国内4年制大学唯一の食品包装学研究室が「TOKYO PACK 2024」に出展
2024.11.14
本学の家政学部食物学科には、北澤裕明(きたざわひろあき)准教授が主宰する4年制大学では日本唯一となる「食品包装」の研究室があります。このたび、10月23日(水)から10月25日(金)にかけて東京ビッグサイトで行われた国際包装展「TOKYO PACK 2024」(主催:公益財団法人日本包装技術協会)に同研究室が出展しました。
また、25日(金)に開催されたセミナーセッション「学生と共に考える未来“パッケージに求められるサステナビリティ”」に、研究室を代表して、4年生の太田眞唯子(おおたまゆこ)さんが登壇。

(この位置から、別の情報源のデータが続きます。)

PR #28082, opened 2023-11-21
fix(stepfunctions-tasks): mwaa service generates wrong action in role policy

tam0ri:
When we use CallAwsService for Step Functions task, CDK generates IAM policy to grant permission regarding the API call. However, if we specify `mwaa` as service in CallAwsService, CDK generates wrong policy statement such as `mwaa:listEnvironments`. Correct service prefix for MWAA is `airflow`.

https://docs.aws.amazon.com/service-authorization/latest/reference/list_amazonmanagedworkflowsforapacheairflow.html
> Amazon Managed Workflows for Apache Airflow (service prefix: airflow) provides the following service-specific resources, actions, and condition context keys for use in IAM permission policies.

This PR solves the issue by adding `mwaa` into iamServiceMap. This is similar with #27623.

Closes #28081

----

*By submitting this pull request, I confirm that my contribution is made under the terms of the Apache-2.0 license*

PR #28775, opened 2024-01-19
fix(stepfunctions-tasks): mediapackagevod service generates wrong action in role policy

### LINKED ISSUE #28774: stepfunctions-tasks: mediapackagevod service generates wrong action in role policy
### Describe the bug

Following code is properly creates a step in Step Functions

```typescript
new sfn_tasks.CallAwsService(stack, 'DeleteMediaPackageVoDAsset', {
  service: 'mediapackagevod',
  action: 'deleteAsset',
  resultPath: sfn.JsonPath.DISCARD,
  iamResources: ['*'],
});
```
However, it creates wrong statement in the role policy.
```json
        {
            "Action": "mediapackagevod:deleteAsset",
            "Resource": "*",
            "Effect": "Allow"
        }
```

Correct service prefix for `MediaPackageVoD` is `mediapackage-vod`.
https://docs.aws.amazon.com/service-authorization/latest/reference/list_awselementalmediapackagevod.html

This issue is similar with https://github.com/aws/aws-cdk/issues/27573 and https://github.com/aws/aws-cdk/issues/28081.

### Expected Behavior

Action should be mediapackage-vod:deleteAsset

### Current Behavior

Action is mediapackagevod:deleteAsset

### Reproduction Steps

Sample code for reproduction is below:

```typescript
import {
  aws_stepfunctions as sfn,
  aws_stepfunctions_tasks as sfn_tasks,
} from 'aws-cdk-lib';

export class SfnMediaPackageVoDStack extends cdk.Stack {
    super(scope, id, props);

    const deleteAsset = new sfn_tasks.CallAwsService(stack, 'DeleteMediaPackageVoDAsset', {
      service: 'mediapackagevod',
      action: 'deleteAsset',
      resultPath: sfn.JsonPath.DISCARD,
      iamResources: ['*'],
    });
  
    new sfn.StateMachine(this, 'SimpleStateMachine', {
      definitionBody: sfn.DefinitionBody.fromChainable(deleteAsset)
    });
  }
}
```

### Possible Solution

[aws-cdk/packages/aws-cdk-lib/aws-stepfunctions-tasks/lib/aws-sdk/call-aws-service.ts](https://github.com/aws/aws-cdk/blob/25ee8ef61d6b33628923a0fee4c042a0f0f2441e/packages/aws-cdk-lib/aws-stepfunctions-tasks/lib/aws-sdk/call-aws-service.ts#L92-L96)

_No response_

### CDK CLI Version

2.122.0

### Framework Version

_No response_

### Node.js Version

v18.19.0

### OS

MacOS

### Language

TypeScript

### Language Version

_No response_

### Other information

_No response_

orekav:
When we use CallAwsService for Step Functions task, CDK generates IAM policy to grant permission regarding the API call. However, if we specify `mediapackagevod` as service in CallAwsService, CDK generates wrong policy statement such as `mediapackagevod:deleteAsset`. Correct service prefix for MediaPackageVOD is `mediapackage-vod`.

https://docs.aws.amazon.com/service-authorization/latest/reference/list_awselementalmediapackagevod.html

> Amazon MediaPackageVOD (service prefix: mediapackage-vod) provides the following service-specific resources, actions, and condition context keys for use in IAM permission policies.

This PR solves the issue by adding mediapackagevod into iamServiceMap. This is similar with https://github.com/aws/aws-cdk/pull/27623 and https://github.com/aws/aws-cdk/pull/28082.

Closes #28774.

----


lpizzinidev (approved):
Thanks 👍

packages/aws-cdk-lib/aws-stepfunctions-tasks/lib/aws-sdk/call-aws-service.ts
aaythapa, line 1: Can you add a small NOTE at the end of the [AWS SDK section in the README](https://github.com/aws/aws-cdk/blob/main/packages/aws-cdk-lib/aws-stepfunctions-tasks/README.md#aws-sdk) stating that we use the service name provided in the policy template unless the prefix is mapped in this file (there is probably a cleaner way to state this). This would save some debugging time in the future if someone encounters a similar error.

aaythapa (commented):
Thank you for the contribution! Everything looks good, just some small documentation nitpicks

packages/aws-cdk-lib/aws-stepfunctions-tasks/lib/aws-sdk/call-aws-service.ts
```diff
@@ -92,6 +92,7 @@ export class CallAwsService extends sfn.TaskStateBase {
     const iamServiceMap: Record<string, string> = {
       sfn: 'states',
       cloudwatchlogs: 'logs',
+      mediapackagevod: 'mediapackage-vod',
       mwaa: 'airflow',
     };
```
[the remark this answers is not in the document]
orekav: It is already in the PR/Issue with the link to `https://docs.aws.amazon.com/service-authorization/latest/reference/list_awselementalmediapackagevod.html`

First paragraph!

```
AWS Elemental MediaPackage VOD (service prefix: mediapackage-vod) provides the following service-specific resources, actions, and condition context keys for use in IAM permission policies.
```

packages/aws-cdk-lib/aws-stepfunctions-tasks/lib/aws-sdk/call-aws-service.ts
orekav: The purpose of this PR is to fix the issue, it is not meant to be a `chore` which is the case of your comment for the cases are in that map.

Furthermore, I think the AWS Call Service has more issue, examples:
- S3 `ListObjects` is a valid action but that will create the wrong `IAM policy`
  - Even worse, it doesn't do the permission for the resource `root` + `root/*`
- Dynamo Query, it doesn't give you access in case of using an `index`.

Creating the permission for the `iamAction` it is a "best try attempt"
That's why there is a property call `iamAction` with the following statement

Screenshot 2024-01-27 at 18 35 08

So, once again, if anyone wants to point that related to the documentation, an issue to improve it should be added.

aaythapa (approved):

aaythapa (approved):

環境省の「サステナビリティ広報大使」も務めるお笑い芸人のマシンガンズ滝沢秀一(たきざわしゅういち)氏や国立環境研究所の稲葉陸太(いなばろくた)氏、東京大学や東京農業大学でサステナビリティ活動に取り組む学生らと、「これからのパッケージ」についてディスカッションを行いました。
パッケージの「あるべき姿」と「現在のギャップ」
学生を交えてディスカッション
太田さんが参加したセミナーセッション「学生と共に考える未来“パッケージに求められるサステナビリティ”」では、はじめに登壇者それぞれの活動を紹介する時間が設けられました。太田さんは、所属する食品学・食品包装学研究室が扱う食品包装に関する2つのテーマ「食べ物のおいしさを保つための品質保持設計」「壊れやすい食べ物を守るための損傷防止」を紹介し、その中で自身の研究「モールドトレイの透湿性と青果物の品質変化の関係」について詳細を説明しました。説明の最後には「最終的に青果物の流通方法や梱包資材の最適化に貢献したい」と今後の抱負も述べました。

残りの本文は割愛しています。